Member of the Great Britain Parliament for Truro
- In office 1734–1741 Serving with Robert Trefusis
- Preceded by: Hugh Boscawen Sidney Meadows
- Succeeded by: Charles Hamilton James Hammond

Member of the Great Britain Parliament for Huntingdon
- In office 1747–1748 Serving with Edward Montagu
- Preceded by: Edward Montagu Albert Nesbitt
- Succeeded by: Edward Montagu John Montagu

Personal details
- Born: c.1707
- Died: 4 March 1748
- Resting place: Ashprington
- Spouse: Elizabeth Montagu
- Parents: William Courtenay; Susannah Kelland;

= Kelland Courtenay =

British politician

Kelland Courtenay (c.1707–1748), of Painsford in Devon and Tremere and Trethurfe in Cornwall, was a British politician who represented the constituencies of Truro (1734–1741) and Huntingdon (1747–1748) in the Parliament of Great Britain.

==Family==
Courtenay was the son of William Courtenay and Susannah Kelland daughter of John Kelland of Painsford, she was heir to her nephew, his paternal grandparents were Humphrey and Alice Courtenay who were distant cousins, Alice was the daughter of Peter Courtenay of Trethurfe and heir to her brother, both Alice and Humphrey were male-line descendants of the Earls of Devon.

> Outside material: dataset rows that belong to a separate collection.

PR #932, opened 2019-02-19
chore(dangerjs): check dependency changes

miroslavstastny:
As part of CI, package dependencies are verified - if relevant change is detected (new `package.json` added, new dependency added, version of existing dependency changed in any `package.json`) warning is added to the PR.

### Example

image

### DIFF
--- a/dangerfile.ts
+++ b/dangerfile.ts
@@ -3,29 +3,87 @@ import * as fs from 'fs'
 import * as path from 'path'
 import * as _ from 'lodash'
 
+const CHANGELOG_FILE = 'CHANGELOG.md'
+
+/**
+ * This function asserts that added entries into the changelog file are placed in the right section.
+ */
+const hasAddedLinesAfterVersionInChangelog = async (): Promise<boolean> => {
+  const changelogContent = fs.readFileSync(path.resolve(__dirname, CHANGELOG_FILE)).toString()
+  const versionLineNumber = changelogContent
+    .split('\n')
+    .findIndex(line => line.startsWith('<!--') && line.endsWith('-->'))
+
+  const changelogDiff = await danger.git.structuredDiffForFile(CHANGELOG_FILE)
+  const addedLines = changelogDiff.chunks.reduce((acc, chunk) => {
+    const filteredLines = chunk.changes.filter(change => change.type === 'add')
+
+    return acc.concat(filteredLines)
+  }, [])
+
+  return addedLines.some(line => line.ln >= versionLineNumber)
+}
+
+async function getChangedDependencies(filepath, dependenciesKey = 'dependencies') {
+  const diff = await danger.git.JSONDiffForFile(filepath)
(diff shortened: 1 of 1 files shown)


dangerfile.ts
```diff
@@ -37,3 +40,53 @@ if (!hasChangelog) {
...
+    warn(`New package added: ${filepath}. Make sure you have OSS approval before merging!`)
+  })
+
+danger.git.modified_files
+  .filter(filepath => filepath.match(/\bpackage\.json$/))
+  .forEach(async filepath => {
+    const diff = await danger.git.JSONDiffForFile(filepath)
+    if (diff.dependencies) {
+      const before = { ...diff.dependencies.before, ..._.zipObject(diff.dependencies.added) }
+      const after = diff.dependencies.after || {}
```
layershifter: Actually, we should also check `peerDependencies`, too

dangerfile.ts
```diff
@@ -37,3 +40,53 @@ if (!hasChangelog) {
...
+      const changedDependencies = _.reduce(
+        before,
+        (result, value, key) => {
+          return value === after[key] || !after[key]
+            ? result
+            : { ...result, [key]: { before: value, after: after[key] } }
+        },
+        {},
+      )
```
layershifter: I think that we can extract this to a separate function, i.e. `getChangedDependencies(filepath)`

dangerfile.ts
```diff
@@ -37,3 +40,53 @@ if (!hasChangelog) {
...
+
+danger.git.created_files
+  .filter(filepath => filepath.match(/\bpackage\.json$/))
+  .forEach(filepath => {
+    warn(`New package added: ${filepath}. Make sure you have OSS approval before merging!`)
+  })
+
+danger.git.modified_files
+  .filter(filepath => filepath.match(/\bpackage\.json$/))
+  .forEach(async filepath => {
```
layershifter:
```js
danger.git.modified_files
  .filter(filepath => filepath.match(/\bpackage\.json$/))
  .reduce(async (acc, filepath) => {
    const changedDependencies = await getChangedDependencies(filepath)

    if (Object.keys(changedDependencies).length > 0) {
      acc[filename] = changedDependencies
    }

    return acc
  }, {})
  .reduce((hasWarning, changedDependencies, filename) => {
    // create markdown
    markdown(changesTabled)

    if (hasWarning) return true
    warn('Package dependencies changed. Make sure you have approval before merging!')
  }, false)
```

I expect something like this, less functions and more clear steps
/cc @kuzhelov

alinais (approved):

layershifter (approved):
Only one comment:
`hasAddedLinesAfterVersionInChangelog`, `markdownChangedDependencies`, `checkDependencyChanges` as these functions don't need any stuff from context, can we move them outside the `export default`? So we will have only the run flow in `export default`.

Courtenay married on the 1 September 1737, Elizabeth Montagu daughter of Edward Montagu granddaughter of Edward Montagu, 3rd Earl of Sandwich and sister of John Montagu, 4th Earl of Sandwich, they had three children:
- Capt. Charles Kelland Courtenay, he was killed in Germany in 1761, during the Seven Years' War, he was serving under Sir David Cunningham, he died unmarried
- Isabella Courtenay (1742-1805), married William Poyntz they were the parents of William Stephen Poyntz
- Anne Courtenay (1743-1785), married Edmund Boyle, 7th Earl of Cork, the marriage was dissolved in 1782

Courtenay died in 1748 and was buried at Ashprington on the 8 March 1748, Charles inherited his estate but died unmarried so his sisters became co-heiresses of his estate.